■ **How to complete this task**: Each line of the listing that contains "rethink" should be found and copied.

■ **Record extracts**:
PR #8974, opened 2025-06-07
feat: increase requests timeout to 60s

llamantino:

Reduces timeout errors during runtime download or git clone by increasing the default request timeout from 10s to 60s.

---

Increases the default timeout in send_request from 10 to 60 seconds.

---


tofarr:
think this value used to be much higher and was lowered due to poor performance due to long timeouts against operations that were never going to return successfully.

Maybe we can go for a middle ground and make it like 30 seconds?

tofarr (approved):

* * *

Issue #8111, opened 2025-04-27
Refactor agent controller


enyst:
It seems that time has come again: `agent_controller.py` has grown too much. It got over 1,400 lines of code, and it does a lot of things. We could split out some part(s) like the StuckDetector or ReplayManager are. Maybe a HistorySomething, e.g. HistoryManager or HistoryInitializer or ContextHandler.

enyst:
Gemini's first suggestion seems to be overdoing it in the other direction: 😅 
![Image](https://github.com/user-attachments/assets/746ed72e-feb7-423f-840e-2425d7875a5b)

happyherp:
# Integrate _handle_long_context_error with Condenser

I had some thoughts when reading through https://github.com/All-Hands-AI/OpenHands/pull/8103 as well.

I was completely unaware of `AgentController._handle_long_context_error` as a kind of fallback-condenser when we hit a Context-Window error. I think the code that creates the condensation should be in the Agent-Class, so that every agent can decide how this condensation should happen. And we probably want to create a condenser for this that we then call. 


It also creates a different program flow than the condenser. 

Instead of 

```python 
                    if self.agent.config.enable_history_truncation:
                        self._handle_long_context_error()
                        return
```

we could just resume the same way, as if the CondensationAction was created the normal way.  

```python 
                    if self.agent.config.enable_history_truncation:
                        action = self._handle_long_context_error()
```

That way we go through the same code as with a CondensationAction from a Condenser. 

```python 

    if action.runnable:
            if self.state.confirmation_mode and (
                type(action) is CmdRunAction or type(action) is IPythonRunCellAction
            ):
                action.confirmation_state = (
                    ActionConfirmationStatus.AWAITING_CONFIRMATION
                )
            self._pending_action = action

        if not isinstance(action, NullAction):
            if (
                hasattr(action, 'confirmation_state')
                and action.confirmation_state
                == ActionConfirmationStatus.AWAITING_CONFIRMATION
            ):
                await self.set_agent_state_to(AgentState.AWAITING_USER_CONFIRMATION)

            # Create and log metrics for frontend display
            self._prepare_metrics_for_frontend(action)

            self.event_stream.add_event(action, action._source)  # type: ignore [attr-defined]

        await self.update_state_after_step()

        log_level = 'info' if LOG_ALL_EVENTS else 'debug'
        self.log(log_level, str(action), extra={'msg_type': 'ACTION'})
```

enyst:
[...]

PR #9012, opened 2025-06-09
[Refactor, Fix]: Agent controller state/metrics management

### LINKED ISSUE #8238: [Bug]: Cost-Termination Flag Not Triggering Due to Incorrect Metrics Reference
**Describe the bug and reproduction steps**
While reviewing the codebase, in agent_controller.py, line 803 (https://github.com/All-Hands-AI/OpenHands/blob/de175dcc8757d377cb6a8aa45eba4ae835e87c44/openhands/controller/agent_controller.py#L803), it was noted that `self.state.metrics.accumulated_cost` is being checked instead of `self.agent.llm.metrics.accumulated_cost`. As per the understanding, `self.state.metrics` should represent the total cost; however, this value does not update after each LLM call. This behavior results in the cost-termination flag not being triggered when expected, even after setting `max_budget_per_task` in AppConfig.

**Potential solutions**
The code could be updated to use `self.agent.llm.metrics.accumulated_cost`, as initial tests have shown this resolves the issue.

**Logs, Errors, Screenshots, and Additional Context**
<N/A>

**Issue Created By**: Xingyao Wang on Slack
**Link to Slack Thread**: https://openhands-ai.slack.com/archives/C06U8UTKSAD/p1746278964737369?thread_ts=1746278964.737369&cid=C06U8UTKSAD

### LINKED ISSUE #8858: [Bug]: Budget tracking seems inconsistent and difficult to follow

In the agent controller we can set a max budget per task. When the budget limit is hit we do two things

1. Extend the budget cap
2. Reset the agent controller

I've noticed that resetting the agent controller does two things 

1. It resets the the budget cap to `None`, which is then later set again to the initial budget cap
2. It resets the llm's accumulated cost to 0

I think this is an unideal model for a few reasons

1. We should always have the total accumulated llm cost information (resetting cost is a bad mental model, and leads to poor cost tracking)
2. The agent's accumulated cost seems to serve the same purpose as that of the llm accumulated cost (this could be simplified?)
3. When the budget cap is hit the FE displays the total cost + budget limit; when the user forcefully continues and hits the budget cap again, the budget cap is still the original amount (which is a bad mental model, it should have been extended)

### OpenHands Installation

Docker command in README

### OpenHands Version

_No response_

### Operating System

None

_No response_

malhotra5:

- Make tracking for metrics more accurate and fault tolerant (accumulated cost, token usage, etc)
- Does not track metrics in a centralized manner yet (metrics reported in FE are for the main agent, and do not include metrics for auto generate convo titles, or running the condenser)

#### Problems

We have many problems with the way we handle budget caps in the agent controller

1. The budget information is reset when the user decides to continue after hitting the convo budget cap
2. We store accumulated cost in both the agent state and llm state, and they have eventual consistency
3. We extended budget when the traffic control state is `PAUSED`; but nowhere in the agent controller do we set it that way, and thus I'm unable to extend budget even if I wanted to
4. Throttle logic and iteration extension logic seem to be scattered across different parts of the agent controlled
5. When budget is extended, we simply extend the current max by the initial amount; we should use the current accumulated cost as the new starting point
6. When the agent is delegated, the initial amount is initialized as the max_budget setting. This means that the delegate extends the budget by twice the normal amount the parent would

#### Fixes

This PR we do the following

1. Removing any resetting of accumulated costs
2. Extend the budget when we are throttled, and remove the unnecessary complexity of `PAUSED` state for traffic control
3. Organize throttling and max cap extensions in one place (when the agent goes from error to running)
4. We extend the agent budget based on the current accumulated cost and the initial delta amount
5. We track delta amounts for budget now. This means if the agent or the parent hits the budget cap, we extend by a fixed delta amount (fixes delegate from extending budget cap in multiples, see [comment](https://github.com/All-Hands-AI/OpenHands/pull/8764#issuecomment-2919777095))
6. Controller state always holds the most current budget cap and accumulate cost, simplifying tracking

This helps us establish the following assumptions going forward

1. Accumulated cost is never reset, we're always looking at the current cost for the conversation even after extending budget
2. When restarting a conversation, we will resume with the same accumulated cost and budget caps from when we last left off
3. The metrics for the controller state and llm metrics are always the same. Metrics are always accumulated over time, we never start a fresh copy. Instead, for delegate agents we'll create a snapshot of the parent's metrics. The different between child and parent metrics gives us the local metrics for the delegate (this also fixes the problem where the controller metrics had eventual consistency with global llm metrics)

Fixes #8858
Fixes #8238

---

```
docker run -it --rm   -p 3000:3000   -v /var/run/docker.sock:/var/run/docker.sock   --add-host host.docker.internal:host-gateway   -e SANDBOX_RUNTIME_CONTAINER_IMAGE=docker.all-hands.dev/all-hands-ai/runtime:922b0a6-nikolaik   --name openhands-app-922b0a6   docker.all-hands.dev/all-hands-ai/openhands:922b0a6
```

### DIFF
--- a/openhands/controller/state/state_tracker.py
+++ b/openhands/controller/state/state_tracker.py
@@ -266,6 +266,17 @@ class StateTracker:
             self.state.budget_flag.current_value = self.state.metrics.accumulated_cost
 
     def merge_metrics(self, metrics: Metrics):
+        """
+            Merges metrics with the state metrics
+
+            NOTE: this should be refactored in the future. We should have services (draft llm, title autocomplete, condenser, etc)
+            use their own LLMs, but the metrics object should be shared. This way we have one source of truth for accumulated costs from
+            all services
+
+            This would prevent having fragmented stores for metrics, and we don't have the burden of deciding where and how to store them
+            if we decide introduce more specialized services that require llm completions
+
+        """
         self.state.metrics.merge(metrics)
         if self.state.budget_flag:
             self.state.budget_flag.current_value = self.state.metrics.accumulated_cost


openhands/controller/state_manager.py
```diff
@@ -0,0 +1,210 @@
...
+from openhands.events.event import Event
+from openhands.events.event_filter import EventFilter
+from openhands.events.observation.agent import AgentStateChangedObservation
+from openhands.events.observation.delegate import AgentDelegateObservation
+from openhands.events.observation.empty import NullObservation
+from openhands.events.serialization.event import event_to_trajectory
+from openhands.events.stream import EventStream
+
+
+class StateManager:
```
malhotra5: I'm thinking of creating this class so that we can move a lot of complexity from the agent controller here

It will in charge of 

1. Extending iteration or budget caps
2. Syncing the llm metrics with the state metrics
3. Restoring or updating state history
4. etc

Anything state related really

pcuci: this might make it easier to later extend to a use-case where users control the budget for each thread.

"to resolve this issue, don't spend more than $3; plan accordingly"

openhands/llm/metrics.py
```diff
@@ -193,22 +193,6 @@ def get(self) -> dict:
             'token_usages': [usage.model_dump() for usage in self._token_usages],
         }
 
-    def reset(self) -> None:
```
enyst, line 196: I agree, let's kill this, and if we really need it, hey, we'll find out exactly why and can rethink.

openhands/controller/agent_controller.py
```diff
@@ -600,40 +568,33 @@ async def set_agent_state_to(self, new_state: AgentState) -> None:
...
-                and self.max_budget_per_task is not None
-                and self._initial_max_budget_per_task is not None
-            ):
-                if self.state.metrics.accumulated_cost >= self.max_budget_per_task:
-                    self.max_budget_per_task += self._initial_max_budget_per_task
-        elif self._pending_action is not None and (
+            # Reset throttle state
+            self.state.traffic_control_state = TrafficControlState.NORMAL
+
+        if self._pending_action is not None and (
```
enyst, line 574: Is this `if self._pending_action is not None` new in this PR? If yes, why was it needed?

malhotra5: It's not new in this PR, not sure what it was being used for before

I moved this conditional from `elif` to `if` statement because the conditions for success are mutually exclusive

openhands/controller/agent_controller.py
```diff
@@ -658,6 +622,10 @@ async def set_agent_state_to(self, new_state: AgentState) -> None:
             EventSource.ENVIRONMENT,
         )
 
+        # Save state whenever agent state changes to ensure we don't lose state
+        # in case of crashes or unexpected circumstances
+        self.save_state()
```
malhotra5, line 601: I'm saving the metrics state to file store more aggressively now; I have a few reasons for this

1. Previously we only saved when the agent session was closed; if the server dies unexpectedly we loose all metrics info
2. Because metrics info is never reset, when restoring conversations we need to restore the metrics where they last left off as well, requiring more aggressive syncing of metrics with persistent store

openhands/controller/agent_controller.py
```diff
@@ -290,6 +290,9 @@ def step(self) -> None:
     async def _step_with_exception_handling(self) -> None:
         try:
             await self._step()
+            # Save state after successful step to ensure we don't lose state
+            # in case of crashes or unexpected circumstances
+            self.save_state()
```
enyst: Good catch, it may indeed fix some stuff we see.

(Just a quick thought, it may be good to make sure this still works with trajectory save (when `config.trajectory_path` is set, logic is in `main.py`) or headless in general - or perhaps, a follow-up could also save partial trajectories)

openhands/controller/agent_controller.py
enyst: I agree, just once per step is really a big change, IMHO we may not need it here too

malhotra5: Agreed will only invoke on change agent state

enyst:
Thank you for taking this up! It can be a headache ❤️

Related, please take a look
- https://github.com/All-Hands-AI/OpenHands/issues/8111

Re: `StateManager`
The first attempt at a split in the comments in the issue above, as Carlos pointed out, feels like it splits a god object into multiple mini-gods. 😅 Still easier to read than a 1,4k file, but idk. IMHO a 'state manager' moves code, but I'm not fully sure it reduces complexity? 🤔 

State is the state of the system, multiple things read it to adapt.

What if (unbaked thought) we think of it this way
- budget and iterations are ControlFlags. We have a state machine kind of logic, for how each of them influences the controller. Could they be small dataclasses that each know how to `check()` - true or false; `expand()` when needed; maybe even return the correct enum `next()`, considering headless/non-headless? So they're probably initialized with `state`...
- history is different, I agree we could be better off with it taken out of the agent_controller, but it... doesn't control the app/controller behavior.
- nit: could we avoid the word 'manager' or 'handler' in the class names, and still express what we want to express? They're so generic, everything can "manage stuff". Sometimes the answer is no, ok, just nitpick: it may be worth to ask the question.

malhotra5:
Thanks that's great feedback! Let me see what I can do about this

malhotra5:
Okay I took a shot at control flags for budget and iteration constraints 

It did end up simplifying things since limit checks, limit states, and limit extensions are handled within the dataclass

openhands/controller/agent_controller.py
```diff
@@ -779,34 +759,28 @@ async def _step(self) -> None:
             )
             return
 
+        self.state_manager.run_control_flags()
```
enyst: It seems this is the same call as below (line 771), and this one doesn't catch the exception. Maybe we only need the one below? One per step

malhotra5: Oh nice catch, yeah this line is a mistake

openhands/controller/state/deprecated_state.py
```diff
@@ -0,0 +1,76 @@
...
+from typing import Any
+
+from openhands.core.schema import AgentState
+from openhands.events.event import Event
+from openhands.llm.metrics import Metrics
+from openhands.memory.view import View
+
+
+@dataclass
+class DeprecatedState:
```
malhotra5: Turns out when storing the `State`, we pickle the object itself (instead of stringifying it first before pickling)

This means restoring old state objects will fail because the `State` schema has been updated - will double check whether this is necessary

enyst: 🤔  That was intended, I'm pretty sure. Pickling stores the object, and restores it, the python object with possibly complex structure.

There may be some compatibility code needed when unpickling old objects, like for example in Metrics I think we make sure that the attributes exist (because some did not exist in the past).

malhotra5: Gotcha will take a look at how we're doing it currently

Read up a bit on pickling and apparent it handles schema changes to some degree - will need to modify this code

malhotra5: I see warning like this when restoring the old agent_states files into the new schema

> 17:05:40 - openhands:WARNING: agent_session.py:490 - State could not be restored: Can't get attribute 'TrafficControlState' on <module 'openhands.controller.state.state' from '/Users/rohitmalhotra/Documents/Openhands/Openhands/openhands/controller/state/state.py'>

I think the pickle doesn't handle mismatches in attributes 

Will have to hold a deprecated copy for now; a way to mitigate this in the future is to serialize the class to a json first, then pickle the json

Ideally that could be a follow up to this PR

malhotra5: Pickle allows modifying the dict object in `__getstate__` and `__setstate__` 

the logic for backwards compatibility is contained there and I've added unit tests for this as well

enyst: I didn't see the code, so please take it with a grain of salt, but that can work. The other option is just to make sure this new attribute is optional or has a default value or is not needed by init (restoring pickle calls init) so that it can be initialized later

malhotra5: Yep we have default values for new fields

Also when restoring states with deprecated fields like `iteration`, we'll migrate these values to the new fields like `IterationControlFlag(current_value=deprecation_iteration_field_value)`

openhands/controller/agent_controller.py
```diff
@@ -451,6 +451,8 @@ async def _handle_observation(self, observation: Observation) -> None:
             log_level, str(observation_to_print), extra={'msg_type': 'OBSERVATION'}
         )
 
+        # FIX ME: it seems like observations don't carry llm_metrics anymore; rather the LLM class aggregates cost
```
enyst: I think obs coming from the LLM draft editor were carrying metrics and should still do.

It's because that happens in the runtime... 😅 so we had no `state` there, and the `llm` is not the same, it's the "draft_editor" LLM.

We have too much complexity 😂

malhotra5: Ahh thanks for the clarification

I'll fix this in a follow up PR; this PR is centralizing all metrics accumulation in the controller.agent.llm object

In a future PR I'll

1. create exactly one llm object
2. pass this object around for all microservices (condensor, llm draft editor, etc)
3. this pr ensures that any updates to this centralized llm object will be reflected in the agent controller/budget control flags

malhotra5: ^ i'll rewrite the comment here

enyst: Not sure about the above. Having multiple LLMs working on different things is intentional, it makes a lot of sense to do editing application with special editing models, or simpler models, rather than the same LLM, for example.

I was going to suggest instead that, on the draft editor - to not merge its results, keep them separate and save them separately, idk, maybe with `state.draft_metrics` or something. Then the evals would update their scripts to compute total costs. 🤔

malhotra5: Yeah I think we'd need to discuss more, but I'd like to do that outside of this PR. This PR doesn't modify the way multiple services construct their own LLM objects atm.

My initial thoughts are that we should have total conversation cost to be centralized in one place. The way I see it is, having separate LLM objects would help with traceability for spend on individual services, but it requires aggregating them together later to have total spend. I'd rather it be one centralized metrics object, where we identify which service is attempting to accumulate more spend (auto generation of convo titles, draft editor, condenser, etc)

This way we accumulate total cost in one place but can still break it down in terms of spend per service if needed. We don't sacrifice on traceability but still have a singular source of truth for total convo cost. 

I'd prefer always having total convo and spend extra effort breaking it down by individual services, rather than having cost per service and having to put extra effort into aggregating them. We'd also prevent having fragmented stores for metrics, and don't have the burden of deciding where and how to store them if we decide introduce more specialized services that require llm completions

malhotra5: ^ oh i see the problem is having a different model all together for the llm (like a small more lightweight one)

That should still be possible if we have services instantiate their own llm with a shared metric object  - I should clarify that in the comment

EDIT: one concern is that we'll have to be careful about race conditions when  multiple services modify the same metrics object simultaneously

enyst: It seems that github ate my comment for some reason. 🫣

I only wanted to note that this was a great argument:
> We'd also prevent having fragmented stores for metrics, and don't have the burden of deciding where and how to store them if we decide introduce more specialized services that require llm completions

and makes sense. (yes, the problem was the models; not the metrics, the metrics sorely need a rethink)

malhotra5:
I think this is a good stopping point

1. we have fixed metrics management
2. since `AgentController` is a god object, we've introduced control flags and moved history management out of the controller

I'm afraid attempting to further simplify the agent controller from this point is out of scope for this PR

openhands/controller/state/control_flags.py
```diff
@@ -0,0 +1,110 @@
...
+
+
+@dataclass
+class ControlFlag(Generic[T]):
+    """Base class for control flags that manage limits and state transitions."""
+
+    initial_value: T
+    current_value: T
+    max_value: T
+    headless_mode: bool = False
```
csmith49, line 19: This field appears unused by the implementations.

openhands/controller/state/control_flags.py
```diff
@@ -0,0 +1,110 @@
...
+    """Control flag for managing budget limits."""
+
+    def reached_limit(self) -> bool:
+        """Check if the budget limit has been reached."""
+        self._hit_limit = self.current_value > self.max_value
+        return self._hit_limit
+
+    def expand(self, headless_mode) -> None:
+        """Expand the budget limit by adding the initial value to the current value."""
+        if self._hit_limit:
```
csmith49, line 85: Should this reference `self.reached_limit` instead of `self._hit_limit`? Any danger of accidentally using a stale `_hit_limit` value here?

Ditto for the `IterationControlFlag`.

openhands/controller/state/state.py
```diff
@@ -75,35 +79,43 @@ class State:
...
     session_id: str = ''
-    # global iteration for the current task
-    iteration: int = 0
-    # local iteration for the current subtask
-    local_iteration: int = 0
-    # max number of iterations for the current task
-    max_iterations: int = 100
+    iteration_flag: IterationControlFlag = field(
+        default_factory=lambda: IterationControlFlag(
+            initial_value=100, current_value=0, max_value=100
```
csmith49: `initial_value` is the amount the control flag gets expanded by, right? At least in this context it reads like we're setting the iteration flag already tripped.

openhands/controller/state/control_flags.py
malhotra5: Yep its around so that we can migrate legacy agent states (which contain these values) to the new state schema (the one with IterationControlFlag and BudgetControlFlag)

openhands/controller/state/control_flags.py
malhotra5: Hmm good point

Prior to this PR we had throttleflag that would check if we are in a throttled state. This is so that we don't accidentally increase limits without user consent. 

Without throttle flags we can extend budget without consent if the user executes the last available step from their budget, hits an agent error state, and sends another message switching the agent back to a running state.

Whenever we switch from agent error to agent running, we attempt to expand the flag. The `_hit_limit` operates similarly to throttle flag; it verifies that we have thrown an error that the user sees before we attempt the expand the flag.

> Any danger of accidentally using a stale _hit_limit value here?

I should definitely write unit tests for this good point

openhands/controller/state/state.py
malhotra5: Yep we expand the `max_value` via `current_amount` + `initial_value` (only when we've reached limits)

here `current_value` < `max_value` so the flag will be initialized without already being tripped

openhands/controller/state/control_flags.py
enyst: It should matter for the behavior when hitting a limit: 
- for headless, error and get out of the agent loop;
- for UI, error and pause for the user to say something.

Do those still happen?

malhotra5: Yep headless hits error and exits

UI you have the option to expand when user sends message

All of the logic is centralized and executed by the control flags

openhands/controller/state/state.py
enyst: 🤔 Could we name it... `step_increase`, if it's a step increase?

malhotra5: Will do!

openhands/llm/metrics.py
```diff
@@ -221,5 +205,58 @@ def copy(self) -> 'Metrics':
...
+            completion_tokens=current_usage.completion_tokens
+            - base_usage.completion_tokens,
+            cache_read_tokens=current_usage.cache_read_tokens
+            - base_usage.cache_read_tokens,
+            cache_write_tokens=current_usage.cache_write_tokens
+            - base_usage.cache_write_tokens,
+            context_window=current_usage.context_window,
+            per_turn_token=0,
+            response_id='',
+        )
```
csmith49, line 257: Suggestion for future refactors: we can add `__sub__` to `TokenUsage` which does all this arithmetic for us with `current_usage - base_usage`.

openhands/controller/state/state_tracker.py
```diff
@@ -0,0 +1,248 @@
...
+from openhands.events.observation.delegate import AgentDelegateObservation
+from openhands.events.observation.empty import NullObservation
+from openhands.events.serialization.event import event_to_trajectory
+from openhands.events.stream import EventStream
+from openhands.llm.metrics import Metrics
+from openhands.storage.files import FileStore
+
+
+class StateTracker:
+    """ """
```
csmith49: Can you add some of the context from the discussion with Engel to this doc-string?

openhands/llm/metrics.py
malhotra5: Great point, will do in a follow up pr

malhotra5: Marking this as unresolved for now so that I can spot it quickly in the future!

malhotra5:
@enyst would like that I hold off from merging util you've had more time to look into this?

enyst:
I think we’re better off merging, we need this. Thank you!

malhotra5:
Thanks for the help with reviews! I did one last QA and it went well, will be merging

■ **Exercise result**:
enyst, line 196: I agree, let's kill this, and if we really need it, hey, we'll find out exactly why and can rethink.
and makes sense. (yes, the problem was the models; not the metrics, the metrics sorely need a rethink)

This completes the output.